Date created: 5/4/05 Last modified:5/4/05 Maintained by: John Quiggin John Quiggin
10 February 2005
Economic rationalists are often criticised, not entirely without reason, for lacking vision. Still, when confronted with a visionary project like the canal being advocated by WA Opposition leader Colin Barnett to bring water 3700km from the Kimberleys to Perth, we are reminded of that mirages are a kind of vision.
There aren’t many issues on which I agree with the Institute of Public Affairs. But I’m happy to join IPA Director Mike Nahan in suggesting that this is a project fraught with danger for WA taxpayers. It could easily join the Ord River fiasco as an illustration of what happens when developmentalist rhetoric trumps economic rationality.
Campaigning on the slogan ‘decisions not delays’, Barnett has promised to go ahead with the scheme without waiting for feasibility studies, environmental assessments or any of the other impediments of bureaucratic rationality. The evidence supporting the proposal appears to consist of some very slim documents proposed by project proponent Tenix.
Even a moment’s scrutiny of these documents indicates some obvious problems. For example, the feasibility of the project is supported by reference to the “1,065 km Californian Aqueduct’, built in the early 1900s. The Aqueduct’s own website states its length at 223 miles (less than 400 km).
But the real problems are with the economics. Barnett has promised to deliver water at $1 a kilolitre, but this can’t be done, even on the most optimistic assumptions. Taking Tenix’s claimed construction cost of $2 billion, and a very conservative EBITDA ratio of 10, the capital costs for the project would be $200 million a year. Even at the claimed maximum flow of 200 gigalitres a year, this would use up the whole $1/kl without allowing anything for pumping, maintenance, treatment or reticulation.
More plausible estimates for construction costs, including staging costs, are up to $4 billion, and a more likely estimate for total capital costs (return on capital, depreciation and amortisation) is 12.5 per cent, putting the capital costs alone at $2.50/kl.
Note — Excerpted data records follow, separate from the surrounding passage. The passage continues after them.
Issue #753, opened 2019-07-25
bot for refreezing


minrk:
### Proposed change

Every once in a while, we want to rebuild the base environments. This is done by running the `refreeze.py` script.

### Alternative options

keep manually refreezing

### Who would use this feature?

Maintainers of repo2docker and folks contributing updates to the base environments who don't want to run refreeze themselves.

One way is to do periodic refreeze, to keep things up to date, as is done with henchbot. Another is to allow pull requests to update the environment spec or other files and then post a comment like `@r2d-bot please refreeze`.

### How much effort will adding it take?

Not sure! Hopefully not too much. Requires writing a bot that talks to the GitHub API. It would need to:

1. respond to a trigger somehow (e.g. a `@refreeze-bot please refreeze` comment to update a PR or a new `please refreeze` Issue to trigger a new PR)
2. make a commit in an existing pull request and/or open a new pull request

### Who can do this work?

- Interest in / knowledge of the GitHub API
- Interest in / knowledge of writing bots and deploying them somewhere (on heroku, etc.)

References:

- [henchbot](https://blog.jupyter.org/automating-mybinder-org-dependency-upgrades-in-10-steps-bb5e38542059) which does pull requests for updates to repo2docker and binderhub for mybinder.org
- [conda-forge-admin bot](https://conda-forge.readthedocs.io/en/latest/webservice.html) which does things like add commits to pull requests to run common commands like `@conda-forge-admin please rerender`

henchc:
I'd be happy to take this up, I've been wanting to get more into repo2docker but hadn't found a good entry point yet.

I don't see a "refreeze.py" just "freeze py" in the conda and legancy buildpacks. Am I missing something?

In addition, each kl of water is a tonne of matter that has to be pumped 3700km, with little help from gravity. That’s not going to be cheap. The WA Treasury has estimated the delivered costs at $6.50/kl, compared to current prices ranging from $0.41 to $1.50.
Then there’s the fact that the proposal is a BOOT scheme, with the illusory benefit of handing the project back to the public after 40 years. Of course, there is no free lunch here. The cost is built into prices, usually with a handsome profit margin built in.
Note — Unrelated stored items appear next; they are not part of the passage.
PR #757, opened 2019-08-02
[MRG] Rewrite tests in test_semver.py #615

### LINKED ISSUE #615: Rewrite semver tests to use pytest's parametrize functionality
via https://github.com/jupyter/repo2docker/pull/613#discussion_r263836315:

> In a future refactor, we should use pytest's parameterize capability to feed in versions to get closer to DRY. [See example from JupyterHub tests](https://github.com/jupyterhub/jupyterhub/blob/master/jupyterhub/tests/test_proxy.py#L169).

This would make a good issue for getting started on contributing to repo2docker and/or someone who wants to learn more about pytest.

Geektrovert:
Rewrite tests using Pytest's [parametrizing](https://docs.pytest.org/en/latest/parametrize.html#pytest-mark-parametrize-parametrizing-test-functions) functionality.

### DIFF
--- a/tests/unit/test_semver.py
+++ b/tests/unit/test_semver.py
@@ -1,9 +1,10 @@
+import pytest
 from repo2docker.buildpacks.julia import semver
 
 
-def test_str_to_version():
-    assert semver.str_to_version("1.5.2") == (1, 5, 2)
-    assert semver.str_to_version("1") == (1,)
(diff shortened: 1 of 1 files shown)


betatim:
The coverage test fails because the coverage apparently went down. This sometimes happens when you delete a lot of code. I'll take a look if I can see something suspicious or if this is is "noise".

betatim:
Looks good to me. I think the coverage computation was ab it confused. Merged :)

Geektrovert:
It was a good learning experience! Thanks :)

PR #768, opened 2019-08-26
Add support for Julia 1.2.0

davidanthoff:
Julia 1.2.0 is released :)

I believe the julia_version-default test should now automatically test on 1.2.0 with this PR.


betatim:
Thanks :)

It gets worse. The Tenix proposal is based on the assumption that all the water is sold to residential users, but Barnett has talked of diverting up to 80GL each year to irrigators. This will no doubt do wonders for the politics of the proposal but it will be awful for the economics. There’s no way irrigators will be able to pay any more than the pumping costs (if that). Even $1/kl is $1000 a megalitre, which would render most irrigated crops uneconomic. That means that all the capital and maintenance costs will have to be spread over, at most, 120 GL of residential use, so the costs for residential users could be as high as $10/kl. At this price, fanciful options like transporting icebergs from Antarctica start to look attractive.
But even at much lower prices, market forces would resolve the problem. A mere doubling of prices would induce a reduction in water use, and would bring forth alternative sources of supply, such as repurchase of water currently used for irrigation. Then there’s the backstop option of desalinisation, already under way on a relatively small scale.
It’s just possible that careful study could show that the kinds of problems raised above can be overcome, and that the canal option is a feasible one. But there’s no time for such a study before the election.
Unless he can present a better case than he has done so far, it seems quite likely that this proposal will cost Barnett an election he seemed to have in the bag. This episode, and Labor’s difficulties with Medicare Gold, provide a harsh lesson for Opposition parties. If you have a complex and innovative policy, it’s better to put it out for scrutiny well in advance of the election, and risk having the government steal it, than to try and defend it, perhaps unsuccessfully, in the heat of an election campaign.
John Quiggin is an Australian Research Council Federation Fellow in Economics and Political Science at the University of Queensland.